I'm sure Tim would if he found someone who made them. He doesn't have the time to make his own. I don't believe he's found a company to make him 7 string pickup covers. I know he's had difficulties just getting 7 and 8 string bobbins at times.


----------



## hairychris (Jan 29, 2009)

I doubt that you'd get those inlays on any of Doug's newer builds because he's getting more of a wood freak as time goes on.



-Nolly- said:


> Enditol's B7 is the nicest, most understated 7 I've held in my hands:



Screw understated, OTT is the way forwards!  I'm sticking to that.


----------



## HighGain510 (Jan 29, 2009)

The guitar itself looks nice but the inlays ruin it for me.


----------



## petereanima (Jan 29, 2009)

yeah, but i'd still hit it!


----------



## Esp Griffyn (Jan 29, 2009)

Inlays killed an otherwise nice guitar. I love 80s cheese and what not, but with the otherwise minimalist looks of the BM designs, that inlay just looks out of place.


----------



## Apophis (Jan 29, 2009)

cool as always


----------



## sworth9411 (Jan 29, 2009)

7 Dying Trees said:


> Actually, if you could put the full amount down for one now, the $ is doing pretty well against the £...


 
Im gonna wait a few more moonths and see what happens....I have a strong feeling its going to get better.....if that becomes the case I will in a heartbeat.....

Does anyone know if they Have a store front / dealers? I will be in London in June and would love to play on in person before 100% commiting...


----------



## Dusty201087 (Jan 29, 2009)

The thing I love about blackmachines the most is just those ebony tops... They're just freaking gorgeous!

I wish I could play one though  That fanned fret 8 string is absolutely amazing... I want one! Unfortunately I don't have a billion dollars to spend on one guitar


----------



## darren (Jan 29, 2009)

I love the look of a black top on a lighter back. I also really like that he uses acoustic endpins as a combined strap button and output jack... except for the fact that you can't retrofit strap locks onto it.


----------



## -Nolly- (Jan 29, 2009)

darren said:


> I love the look of a black top on a lighter back. I also really like that he uses acoustic endpins as a combined strap button and output jack... except for the fact that you can't retrofit strap locks onto it.

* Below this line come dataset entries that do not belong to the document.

PR #2017, opened 2021-04-09
CI stability improvements

Riddlerrr:
- Improve CI stability
- Fix docs order


Riddlerrr:
I've tried to re-run all tests 3 times. All of those passed, so it seems pretty stable.

Riddlerrr:
For now I upload 10 simplecov reports as artifacts.
We need to find a way how to merge it all together

.github/workflows/rspec.yml
```diff
@@ -18,6 +18,7 @@ jobs:
   rspec:
     runs-on: ubuntu-latest
     strategy:
+      fail-fast: false
```
aquabu, line 21: @Riddlerrr won't this make it take longer for us to know that CI failed? Or is this so we can see all failures at once?

PR #2018, opened 2021-04-09
added reset session

o-bahriy:
https://www.pivotaltracker.com/story/show/177629023


aquabu:
@o-bahriy merge conflicts due to some changes in acceptance. Please resolve for the merge. Thanks!

o-bahriy:
@aquabu pulled acceptance and merged

Alexey1100 (commented):
@o-bahriy `activerecord-session_store` docs mention the following configuration on init:

```ruby
Rails.application.config.session_store :active_record_store, :key => '_my_app_session'
```

Looks like we don't have that.
Does it work by default?

o-bahriy:
@Alexey1100 my bad. yes, you are right. added this file

Riddlerrr:
Also, according to the gem's doc we should setup `db:sessions:trim` rake task:

> To avoid your sessions table expanding without limit as it will store expired and potentially sensitive session data, it is strongly recommended in production environments to schedule the db:sessions:trim rake task to run daily. Running bin/rake db:sessions:trim will delete all sessions that have not been updated in the last 30 days. The 30 days cutoff can be changed using the SESSION_DAYS_TRIM_THRESHOLD environment variable.

Riddlerrr:
But I think it should be set up manually using the Heroku scheduler.
@Alexey1100 Can we add the cron job from code somehow?

Alexey1100:
@Riddlerrr nope, the tasks should be defined manually for each env.
We can do it over Heroku API, but it's a bit complicated with our setup.

Alexey1100 (approved):

Alexey1100:
@o-bahriy could you pls merge acceptance to resolve CI issues

o-bahriy:
@Alexey1100 merged

aquabu (approved):

aquabu:
@o-bahriy it changed here: https://github.com/CoMakery/comakery-server/commit/554d236b9fcf5bd2db62e328525ca57e64992ef2#diff-cbf8b25d6d853acf58fa9057841f407d29ffe90649c75cf9e3f51b2d6e3aa1d3

@Riddlerrr can comment on the change. If it needs modification we can address on a follow on commit.

I would be more concerned about a decrease in decimal precision but worth verifying.

Alexey1100:
Yep, all good.
Precision 40 wasn't enough to hold the value, so we updated that a while ago on that branch.

PR #2026, opened 2021-04-10
Add option to disable SSL for Redis

Alexey1100:
Resolves:
https://www.pivotaltracker.com/story/show/177709857

> From version 6 and above, Redis requires using TLS to connect.
However, Heroku does not use SSL internally.

https://help.heroku.com/HC0F8CUS/redis-connection-issues
https://ogirginc.github.io/en/heroku-redis-ssl-error

The issue is only present on Premium Redis add-ons, on free Redis add-ons Heroku does use SSL  🤷
Add ENV `REDIS_SSL_NONE` to trigger the logic.

### DIFF
--- a/config/application.rb
+++ b/config/application.rb
@@ -63,7 +63,18 @@ module Comakery
     # Use Redis for Cache Store
     redis_provider = ENV.fetch("REDIS_PROVIDER") { "REDIS_URL" }
     redis_url = ENV.fetch(redis_provider) { "redis://localhost:6379/1" }
-    config.cache_store = :redis_cache_store, { url: redis_url, expires_in: 1.hour }
+
+    config.custom_redis_params = {}
+
+    # Disable SSL for Redis in Heroku env:
+    # https://help.heroku.com/HC0F8CUS/redis-connection-issues
+    if ENV["REDIS_SSL_NONE"]
+      config.custom_redis_params = {
+        ssl_params: { verify_mode: OpenSSL::SSL::VERIFY_NONE }
+      }
+    end
+
+    config.cache_store = :redis_cache_store, { url: redis_url, expires_in: 1.hour }.merge(config.custom_redis_params)
     config.action_controller.perform_caching = true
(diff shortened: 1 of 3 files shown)


aquabu (approved):

config/application.rb
```diff
@@ -63,7 +63,18 @@ def self.camelize(string)
...
     redis_url = ENV.fetch(redis_provider) { "redis://localhost:6379/1" }
-    config.cache_store = :redis_cache_store, { url: redis_url, expires_in: 1.hour }
+
+    config.custom_redis_params = {}
+
+    # Disable SSL for Redis in Heroku env:
+    # https://help.heroku.com/HC0F8CUS/redis-connection-issues
+    if ENV["REDIS_SSL_NONE"]
+      config.custom_redis_params = {
+        ssl_params: { verify_mode: OpenSSL::SSL::VERIFY_NONE }
```
aquabu, line 73: @Alexey1100 

To connect directly to the Redis Stunnel via Ruby it appears we want to connect to port `6380` and use the Stunnel scheme as described here: https://devcenter.heroku.com/articles/securing-heroku-redis#connecting-directly-to-stunnel

That Heroku article specifies:
```ruby
require 'uri'
url = URI.parse(ENV["REDIS_URL"])
url.scheme = "rediss"
url.port = Integer(url.port) + 1
$redis = Redis.new(url: url, driver: :ruby, ssl_params: { verify_mode: OpenSSL::SSL::VERIFY_NONE })
```

It seems like this PR's implementation doesn't include:

```ruby
url.scheme = "rediss"
url.port = Integer(url.port) + 1 #which sets the port to 6380
```

Should the `config.custom_redis_params` include those, are they configured somewhere else or not included for a reason?

Thanks!

Alexey1100: Stunnel only works with Redis versions below 6, as noted here:
https://devcenter.heroku.com/articles/securing-heroku-redis

PR #2030, opened 2021-04-12
Redirect to the whitelabel domain if it does not match

Riddlerrr:
task: https://www.pivotaltracker.com/story/show/177715579

I've changed the logic a little bit. I decided to not introduce the new ENV because we already have all necessary data.
We can check `ENV['WHITELABEL']` and if it set and @whitelabel_mission is not set => we will redirect to ENV['APP_HOST']
which is the default domain for Whitelabel mission.

### DIFF
--- a/spec/controllers/application_controller_spec.rb
+++ b/spec/controllers/application_controller_spec.rb
@@ -228,17 +228,9 @@ describe ApplicationController do
     let(:app_host_var) { 'wl.mission.test' }
     let!(:wl_mission) { create(:whitelabel_mission, whitelabel_domain: app_host_var) }
 
-    around(:each) do |example|
-      prev_wl_env = ENV['WHITELABEL']
-      prev_app_host_env = ENV['APP_HOST']
-
-      ENV['WHITELABEL'] = wl_var
-      ENV['APP_HOST'] = app_host_var
-
-      example.run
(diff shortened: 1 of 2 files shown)


spec/controllers/application_controller_spec.rb
```diff
@@ -222,4 +222,39 @@ def show
...
+  describe '#redirect_to_default_whitelabel_domain' do
+    let(:wl_var) { 'true' }
+    let(:app_host_var) { 'wl.mission.test' }
+    let!(:wl_mission) { create(:whitelabel_mission, whitelabel_domain: app_host_var) }
+
+    around(:each) do |example|
+      prev_wl_env = ENV['WHITELABEL']
+      prev_app_host_env = ENV['APP_HOST']
+
+      ENV['WHITELABEL'] = wl_var
```
Alexey1100, line 235: I think it's better to stub the ENV, to avoid issues when tests are running in parallel.

```ruby
stub_const('ENV', ENV.to_hash.merge('WHITELABEL' => wl_var))
```

Riddlerrr: @Alexey1100 Nice, thank you for the tip 👍

aquabu (approved):

PR #2045, opened 2021-04-16
Alias Account Token Records as Wallet Transfer Rules

olehyev138:
Alias the account_token_records API endpoint to wallet_transfer_rules and update the docs

### DIFF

If you want straplocks he can fit a recessed Dunlop straplock above the normal endpin, and swap the button on the horn for a regular Dunlop locking button . My BMs have this setup:


----------



## 7slinger (Jan 29, 2009)

Nolly, that guitar is de-fucking-lish


----------



## -Nolly- (Jan 29, 2009)

Thanks dude


----------



## caughtinamosh (Jan 29, 2009)

Is there a Blackmachine Church or similar that we can join?

Man, I want a swamp ash seven string BM withh extended scale 

How long are his waiting lists...? Infinitely...?


----------



## -Nolly- (Jan 29, 2009)

caughtinamosh said:


> Is there a Blackmachine Church or similar that we can join?
> 
> Man, I want a swamp ash seven string BM withh extended scale
> 
> How long are his waiting lists...? Infinitely...?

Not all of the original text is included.